Stanford Center for Biomedical Informatics Research, Stanford University, CA, United States of America.
Stanford Center for Biomedical Informatics Research, Stanford University, CA, United States of America.
J Biomed Inform. 2023 Jul;143:104420. doi: 10.1016/j.jbi.2023.104420. Epub 2023 Jun 14.
To apply the latest guidance for estimating and evaluating heterogeneous treatment effects (HTEs) in an end-to-end case study of the Long-term Anticoagulation Therapy (RE-LY) trial, and summarize the main takeaways from applying state-of-the-art metalearners and novel evaluation metrics in-depth to inform their applications to personalized care in biomedical research.
Based on the characteristics of the RE-LY data, we selected four metalearners (S-learner with Lasso, X-learner with Lasso, R-learner with random survival forest and Lasso, and causal survival forest) to estimate the HTEs of dabigatran. For the outcomes of (1) stroke or systemic embolism and (2) major bleeding, we compared dabigatran 150 mg, dabigatran 110 mg, and warfarin. We assessed the overestimation of treatment heterogeneity by the metalearners via a global null analysis and their discrimination and calibration ability using two novel metrics: rank-weighted average treatment effects (RATE) and estimated calibration error for treatment heterogeneity. Finally, we visualized the relationships between estimated treatment effects and baseline covariates using partial dependence plots.

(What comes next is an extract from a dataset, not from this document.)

PR #249, opened 2017-01-25
Data is not included transitively in dependant rules

achew22:
This is one part PR, one part issue.

As it says in the description, data is not pulled in transitively to targets. Could you help me understand what I need to do to this sample to make it work?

The RATE metric suggested that either the applied metalearners had poor performance of estimating HTEs or there was no treatment heterogeneity for either the stroke/SE or major bleeding outcome of any treatment comparison. Partial dependence plots revealed that several covariates had consistent relationships with the treatment effects estimated by multiple metalearners. The applied metalearners showed differential performance across outcomes and treatment comparisons, and the X- and R-learners yielded smaller calibration errors than the others.
HTE estimation is difficult, and a principled estimation and evaluation process is necessary to provide reliable evidence and prevent false discoveries. We have demonstrated how to choose appropriate metalearners based on specific data properties, applied them using the off-the-shelf implementation tool survlearners, and evaluated their performance using recently defined formal metrics. We suggest that clinical implications should be drawn based on the common trends across the applied metalearners.
在对长期抗凝治疗(RE-LY)试验的端到端案例研究中应用最新的异质治疗效果(HTE)估计和评估指南,并总结在个性化医疗研究中深入应用最先进的元学习器和新评估指标的主要收获。
基于 RE-LY 数据的特点,我们选择了四个元学习器(带 Lasso 的 S-learner、带 Lasso 的 X-learner、带随机生存森林和 Lasso 的 R-learner、因果生存森林)来估计达比加群的 HTE。对于(1)中风或全身性栓塞和(2)大出血的结局,我们比较了达比加群 150mg、达比加群 110mg 和华法林。我们通过全局零假设分析评估了元学习器对治疗异质性的高估,并使用两个新的指标(等级加权平均治疗效果(RATE)和估计治疗异质性校准误差)评估了它们的区分和校准能力。最后,我们使用部分依赖图可视化估计治疗效果与基线协变量之间的关系。
RATE 指标表明,要么应用的元学习器在估计 HTE 方面表现不佳,要么在任何治疗比较的中风/SE 或大出血结局中都没有治疗异质性。部分依赖图显示,几个协变量与多个元学习器估计的治疗效果之间存在一致的关系。应用的元学习器在不同的结局和治疗比较中表现出不同的性能,X-和 R-学习器的校准误差小于其他学习器。
HTE 估计困难,需要有一个有原则的估计和评估过程,以提供可靠的证据并防止假发现。我们已经展示了如何根据特定的数据特性选择合适的元学习器,使用现成的 survlearners 实现工具应用它们,并使用最近定义的正式指标评估它们的性能。我们建议根据应用的元学习器的共同趋势得出临床意义。